The UN Food and Agriculture Organisation (FAO) has published its food outlook preview. The report includes estimates of this year's world cereal output, which have deteriorated since the previous report in June as a result of the droughts that have ravaged Europe.
In effect, the FAO's forecast for global cereal output in 2003 has been revised downward to 1,865 million tonnes, some 48 million tonnes below the previous forecast. This is still however 33 million tonnes above last year's reduced level. Wheat output is now expected to fall to its lowest level since 1995, while the recovery anticipated for coarse grains after last year's below-average crop is not likely to be as large as expected earlier.
The reduced outlook means that the amount of global cereal carryover stocks that could be drawn down in 2003/04 will be much larger than expected earlier, and the overall global supply-and-demand situation will be much tighter.

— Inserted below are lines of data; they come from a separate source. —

PR #2426, opened 2021-11-29
Push notification registrations 

jurgenwerk:
Tickets: [CS-2613](https://linear.app/cardstack/issue/CS-2613/hub-api-endpoint-to-record-a-push-notification-registration-map-of-eoa), [CS-2614](https://linear.app/cardstack/issue/CS-2614/hub-api-endpoint-to-remove-a-push-notification-registration)

POST and DELETE api/push-notification-registrations endpoints were added so that the mobile app will be able to register and unregister push notifications coming from the hub.

Questions:
1. Should we also add a GET endpoint? I think it might be useful for the mobile app to first see if the registration already exists before attempting to register.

World cereal trade in 2003/04 is forecast to fall to a five-year low of just 227.5 million tonnes, which would be 11 million tonnes, or 5 per cent, below the previous season. Reduced wheat shipments are expected to account for the bulk of the year-on-year decline in world cereal trade, following good crops in several importing countries.
International wheat prices increased over the past two months, mostly in response to a deterioration of prospects for the European crop. In the maize market, prices have remained under downward pressure due to good crop prospects in several major producing countries. International rice prices have risen steadily since May in response to tightening supplies in some major exporting countries.